==== Provided information

Issue #1613, opened 2016-01-23
upgrate to beego 1.6, the path error


coseyo:
When I upgrate to beego 1.6, the beego app just read the file under the current directory where you execute it. Including static file, conf/app.conf and route file and commentsRouter_*.files.

It is ok in beego 1.5.

PR #1616, opened 2016-01-23
fix path issue #1613

coseyo:


coseyo:
I see it, I will check it.

config.go
```diff
@@ -179,15 +181,23 @@ func init() {
 // ParseConfig parsed default config file.
 // now only support ini, next will support json.
 func ParseConfig() (err error) {
+	AppPath, _ := filepath.Abs(filepath.Dir(os.Args[0]))
+	workPath, _ := os.Getwd()
+	workPath, _ = filepath.Abs(workPath)
```
astaxie: I think these init could move to config.init(){}

PR #1625, opened 2016-01-25
Fix utils mail some bugs

miraclesu:
1. Fix utils mail from field can't including Chinese bug
2. Fix mail Chinese subject garbled bug

#1338

### DIFF
--- a/utils/mail.go
+++ b/utils/mail.go
@@ -235,11 +235,11 @@ func (e *Email) Send() error {
 	}
 
 	if len(e.From) == 0 {
-		e.From = from.String()
+		e.From = e.Username
 	}
-	// use mail's RFC 5322 to encode any string
-	sub := mail.Address{e.Subject, ""}
-	e.Subject = strings.Trim(sub.String(), " <@>")
+	// use mail's RFC 2047 to encode any string
+	sub := mail.Address{Name: e.Subject, Address: ""}
+	e.Subject = strings.TrimRight(sub.String(), " <@>")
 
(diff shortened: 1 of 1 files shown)


utils/mail.go
```diff
@@ -228,14 +225,22 @@ func (e *Email) Send() error {
...
 		return err
 	}
-	e.From = from.String()
+
+	if len(e.From) == 0 {
+		e.From = e.Username
+	}
+	// use mail's RFC 2047 to encode any string
+	sub := mail.Address{Name: e.Subject, Address: ""}
+	e.Subject = strings.TrimRight(sub.String(), " <@>")
```
astaxie: I think this solution is trick. I still like the `mime.QEncoding`. could you do some research on go1.3, is there similar function.

miraclesu: I couldn't found a similar function likes `mime.QEncoding` in go1.3 and go1.4.
Another solution is move the `mail.Address.String` code into uitls package.
[go1.3 encoding](https://github.com/golang/go/blob/release-branch.go1.3/src/pkg/net/mail/message.go#L154), [go1.4 encoding](https://github.com/golang/go/blob/release-branch.go1.4/src/net/mail/message.go#L155)

astaxie: maybe we can add mime.QEncoding into mail.go and just rename to private function.

miraclesu:
@astaxie I have moved `mime.QEncoding.Encode` logic to mail.go, and it works good.

astaxie:
LGTM

PR #1629, opened 2016-01-26
add Config.Load func

coseyo:
Add new feature for beego. 

you can load specific config file by run mode, just as below

cf, err := beego.BConfig.Load("auth.json")

It will load conf/dev/auth.json if you run in dev mode, or load conf/prod/auth.json in prod mode.

If can not find the file in above dir, it will load conf/auth.json.

### DIFF
--- a/admin.go
+++ b/admin.go
@@ -88,7 +88,7 @@ func listConf(rw http.ResponseWriter, r *http.Request) {
 
 	data := make(map[interface{}]interface{})
 	switch command {
-	case "conf":
+	case confDir:
 		m := make(map[string]interface{})
 		m["AppConfigPath"] = AppConfigPath
 		m["AppConfigProvider"] = AppConfigProvider
--- a/beego.go
+++ b/beego.go
@@ -101,7 +101,7 @@ func initBeforeHTTPRun() {
 // TestBeegoInit is for test package init
 func TestBeegoInit(ap string) {
 	os.Setenv("BEEGO_RUNMODE", "test")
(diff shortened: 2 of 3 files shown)


astaxie:
@coseyo I don't think Load is a correct way to load config for different RunMode. I would to say we need to use include in ini config.

```
[dev]
include "dev.conf"
[prod]
include "prod.conf"
```

coseyo:
@astaxie This method can load different type of adpater file. On the other hand, if the site has many configuration files, it is much clear to put the files in specific path, no need to change the ini config.
well, just in my opinion.

astaxie:
@coseyo I think https://github.com/astaxie/beego/blob/develop/config.go#L315 is what you needed

coseyo:
Maybe there is something different, multi invoking LoadAppConfig func would exec parseConfig multi times, and it would init BConfig multi time. Sometimes, not all config file is used for the app common config.

astaxie:
BConfig only init once. if the config didn't include any variable about BConfig. it still use the old value.

coseyo:
Oh, that's it, My mistake~
For keeping the config file independent, I thnk I would still use the load method for the reason I first mention. support multi adapter and keep the code module's config independent and looks clear.

In fact that I have make a package to do this staff.

https://github.com/coseyo/beeconfig

By the way, is there a github repo to store the third party package for beego ?

astaxie:
@coseyo https://github.com/beego/contrib

coseyo:
good~

PR #1638, opened 2016-01-27
Add noColor option for console logger

pjoe:
- Also added simple test


astaxie:
@pjoe I think use `Color` will make more sense for the config.

pjoe:
Changed it to Color. That was actually my first instinct, but then thought NoColor would better handle defaulting to false - easily handled in constructor though :)

PR #1639, opened 2016-01-28
try to fix the little bug when calling Close or Flush in async mode

youngsterxyf:
In the Async mode, calling the `func (bl *BeeLogger) Flush() ` or `func (bl *BeeLogger) Close()`, sometimes some log message may be discard, or the order of log may be wrong. Please see the example:

```go
package main

import (
	"github.com/astaxie/beego/logs"
)

var log *logs.BeeLogger

func init() {
	log = logs.NewLogger(10000)
	log.SetLogger("console", `{"level": 10}`)
	log.SetLevel(logs.LevelDebug)
	log.EnableFuncCallDepth(true)
	log.SetLogFuncCallDepth(3)
	log.Async()
}

func main() {
	log.Debug("1 log message")
	log.Debug("2 log message")
	log.Debug("3 log message")
	log.Debug("4 log message")
	log.Debug("5 log message")

	log.Close()
}
```

the output:

image

you can see that first three times  the second log has been discard

### DIFF
--- a/logs/log.go
+++ b/logs/log.go
@@ -98,8 +98,8 @@ type BeeLogger struct {
 	loggerFuncCallDepth int
 	asynchronous        bool
 	msgChan             chan *logMsg
-	signalChan			chan string
-	wg					sync.WaitGroup
+	signalChan          chan string
+	wg                  sync.WaitGroup
 	outputs             []*nameLogger
 }
 
@@ -111,7 +111,7 @@ type nameLogger struct {
 type logMsg struct {
 	level int
 	msg   string
-	when time.Time
+	when  time.Time
 }
 
 var logMsgPool *sync.Pool
@@ -125,7 +125,6 @@ func NewLogger(channelLen int64) *BeeLogger {
 	bl.loggerFuncCallDepth = 2
 	bl.msgChan = make(chan *logMsg, channelLen)
 	bl.signalChan = make(chan string, 1)
-	bl.wg.Add(1)
 	return bl
 }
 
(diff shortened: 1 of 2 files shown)


logs/log.go
```diff
@@ -98,6 +98,8 @@ type BeeLogger struct {
 	loggerFuncCallDepth int
 	asynchronous        bool
 	msgChan             chan *logMsg
+	signalChan			chan string
+	wg					sync.WaitGroup
```
astaxie: fmt

youngsterxyf: @astaxie sorry

astaxie: use the atom or liteide. auto fmt when save

youngsterxyf: @astaxie OK

logs/log.go
```diff
@@ -345,27 +370,16 @@ func (bl *BeeLogger) Trace(format string, v ...interface{}) {
...
-		break
-	}
-	for _, l := range bl.outputs {
-		l.Flush()
-		l.Destroy()
-	}
-	bl.outputs = nil
+	bl.signalChan <- "close"
+	bl.wg.Wait()
+	bl.wg.Add(1)
```
astaxie: if we close the Log, do we still need to add?

youngsterxyf:
@astaxie with golang tip version, `go vet ./...` will raise an error.

image

astaxie:
@youngsterxyf it should be fixed in develop now. I like travis

Issue #1617, opened 2016-01-24
Context.Abort acts weird.


boombuler:
Hi,

when I call Context.Abort, the status code is ignored, then it panics with the body, which may contain a status code as string, which then will be converted to the corresponding error page, which is send to the client with status code 200. 
I was expecting the same behavior as Controller.CustomAbort

osleg:
+1

youngsterxyf:
@astaxie When the runmode is not dev,  After handling Context.Abort, the http response status code is 200, maybe this is wrong, i think it should be 500

boombuler:
@youngsterxyf it should return the statuscode passed as argument...
if i call:

```go
Ctx.Abort(http.StatusBadRequest, "")
```

I would expect the client to recieve a message with 400... Not 500 and not 200... 
And having a different behavior in dev mode don't make it any better...

youngsterxyf:
@boombuler Yes, I have fix it.

![image](https://cloud.githubusercontent.com/assets/834231/12678009/85871436-c6d7-11e5-9761-519bbf966d86.png)

boombuler:
@youngsterxyf I've seen it, thats why I deleted my last comment. Thanks for this ;)

xionglun:
Does it still not fixed yet?

astaxie:
fixed in beego1.7

PR #1640, opened 2016-01-29
fix issue#1617：make Context.Abort more like Controller.CustomAbort, not ignore status parameter

youngsterxyf:
R.T. Try to fix issue #1617

### DIFF
--- a/router.go
+++ b/router.go
@@ -862,6 +862,8 @@ func (p *ControllerRegister) recoverPanic(context *beecontext.Context) {
 			}
 			if BConfig.RunMode == DEV {
 				showErr(err, context, stack)
+			} else {
+				context.ResponseWriter.WriteHeader(500)
 			}
 		}
 	}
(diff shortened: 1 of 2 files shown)


router.go
```diff
@@ -849,19 +849,24 @@ func (p *ControllerRegister) recoverPanic(context *beecontext.Context) {
...
+				for i := 1; ; i++ {
+					_, file, line, ok := runtime.Caller(i)
+					if !ok {
+						break
+					}
+					Critical(fmt.Sprintf("%s:%d", file, line))
+					stack = stack + fmt.Sprintln(fmt.Sprintf("%s:%d", file, line))
+				}
 				showErr(err, context, stack)
+				return
```
astaxie: in the dev mode, panic already output ctx.ResponseWriter.Write([]byte(body)). and when call `showErr(err, context, stack)` will that broken?

youngsterxyf: Sometimes that will occure a problem. I have fix that, thanks!

astaxie:
@youngsterxyf I don't think this fix is works well. if Abort(404,"404"), it cause mulit header

PR #1652, opened 2016-02-02
colorful console and go fmt

JessonChan:
go fmt  makes the code more **go**

### DIFF
--- a/config.go
+++ b/config.go
@@ -15,11 +15,11 @@
 package beego
 
 import (
+	"fmt"
 	"html/template"
 	"os"
 	"path/filepath"
 	"strings"
-	"fmt"
 
 	"github.com/astaxie/beego/config"
 	"github.com/astaxie/beego/session"
@@ -111,7 +111,6 @@ var (
 	// GlobalSessions is the instance for the session manager
 	GlobalSessions *session.Manager
 
-	workPath string
 	// appConfigPath is the path to the config files
 	appConfigPath string
 	// appConfigProvider is the provider for the config, default is ini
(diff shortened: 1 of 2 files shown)


logs/console.go
```diff
@@ -68,7 +68,11 @@ func (c *consoleWriter) Init(jsonConfig string) error {
 	if len(jsonConfig) == 0 {
 		return nil
 	}
-	return json.Unmarshal([]byte(jsonConfig), c)
+	err := json.Unmarshal([]byte(jsonConfig), c)
+	if runtime.GOOS == "windows" {
```
JessonChan: if the os is windows,the color filed will be useless

config.go
```diff
@@ -120,12 +119,8 @@ var (
 
 func init() {
 	AppPath, _ = filepath.Abs(filepath.Dir(os.Args[0]))
-	workPath, _ = os.Getwd()
-	workPath, _ = filepath.Abs(workPath)
 
-	if workPath != AppPath {
-		os.Chdir(AppPath)
-	}
+	os.Chdir(AppPath)
```
astaxie: current workdir is different with apppath

JessonChan: but os.Chdir(AppPath) will change current work dir to AppPath

config.go
```diff
@@ -120,12 +119,8 @@ var (
 
 func init() {
 	AppPath, _ = filepath.Abs(filepath.Dir(os.Args[0]))
-	workPath, _ = os.Getwd()
```
JessonChan: @youngsterxyf have a look here,thanks

youngsterxyf: I think the change at this position is OK. However, after starting, should beego app change current dir to AppPath? We should make a explicit hypothesis - relative path settings is relative to AppPath or current path - this decide that beego should change current dir to AppPath or not.

JessonChan: should change to AppPath for some configure files,and workPath is useless in fact.

PR #1655, opened 2016-02-02
A crash of GetFiles fixed

yesidi:
Call this function would crash when upload`s stream was nil. now fixed!

### DIFF
--- a/controller.go
+++ b/controller.go
@@ -500,8 +500,10 @@ func (c *Controller) GetFile(key string) (multipart.File, *multipart.FileHeader,
 //	}
 // }
 func (c *Controller) GetFiles(key string) ([]*multipart.FileHeader, error) {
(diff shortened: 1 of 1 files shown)


controller.go
```diff
@@ -500,8 +500,10 @@ func (c *Controller) GetFile(key string) (multipart.File, *multipart.FileHeader,
 //	}
 // }
 func (c *Controller) GetFiles(key string) ([]*multipart.FileHeader, error) {
-	if files, ok := c.Ctx.Request.MultipartForm.File[key]; ok {
-		return files, nil
+	if c.Ctx.Request.MultipartForm != nil && c.Ctx.Request.MultipartForm.File != nil {
```
youngsterxyf: Maybe just checking `c.Ctx.Request.MultipartForm != nil` is enough

astaxie:

Issue #1748, opened 2016-03-04
并发时异常退出。


zhangchun:
程序是bee new的一个test工程。
单用户浏览没有问题，用ab压下就出异常了。
`2016/03/04 10:12:14 [asm_amd64.s:1998][I] http server Running on :8200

========

Exercise >>
Here the output must be the lines above from the line with "By the way, is" to the line with "bl.msgChan = make(chan *logMsg, channelLen)", both included, duplicated word for word and nothing else.

Exercise output >>
By the way, is there a github repo to store the third party package for beego ?

astaxie:
@coseyo https://github.com/beego/contrib

coseyo:
good~

PR #1638, opened 2016-01-27
Add noColor option for console logger

pjoe:
- Also added simple test


astaxie:
@pjoe I think use `Color` will make more sense for the config.

pjoe:
Changed it to Color. That was actually my first instinct, but then thought NoColor would better handle defaulting to false - easily handled in constructor though :)

PR #1639, opened 2016-01-28
try to fix the little bug when calling Close or Flush in async mode

youngsterxyf:
In the Async mode, calling the `func (bl *BeeLogger) Flush() ` or `func (bl *BeeLogger) Close()`, sometimes some log message may be discard, or the order of log may be wrong. Please see the example:

```go
package main

import (
	"github.com/astaxie/beego/logs"
)

var log *logs.BeeLogger

func init() {
	log = logs.NewLogger(10000)
	log.SetLogger("console", `{"level": 10}`)
	log.SetLevel(logs.LevelDebug)
	log.EnableFuncCallDepth(true)
	log.SetLogFuncCallDepth(3)
	log.Async()
}

func main() {
	log.Debug("1 log message")
	log.Debug("2 log message")
	log.Debug("3 log message")
	log.Debug("4 log message")
	log.Debug("5 log message")

	log.Close()
}
```

the output:

image

you can see that first three times  the second log has been discard

### DIFF
--- a/logs/log.go
+++ b/logs/log.go
@@ -98,8 +98,8 @@ type BeeLogger struct {
 	loggerFuncCallDepth int
 	asynchronous        bool
 	msgChan             chan *logMsg
-	signalChan			chan string
-	wg					sync.WaitGroup
+	signalChan          chan string
+	wg                  sync.WaitGroup
 	outputs             []*nameLogger
 }
 
@@ -111,7 +111,7 @@ type nameLogger struct {
 type logMsg struct {
 	level int
 	msg   string
-	when time.Time
+	when  time.Time
 }
 
 var logMsgPool *sync.Pool
@@ -125,7 +125,6 @@ func NewLogger(channelLen int64) *BeeLogger {
 	bl.loggerFuncCallDepth = 2
 	bl.msgChan = make(chan *logMsg, channelLen)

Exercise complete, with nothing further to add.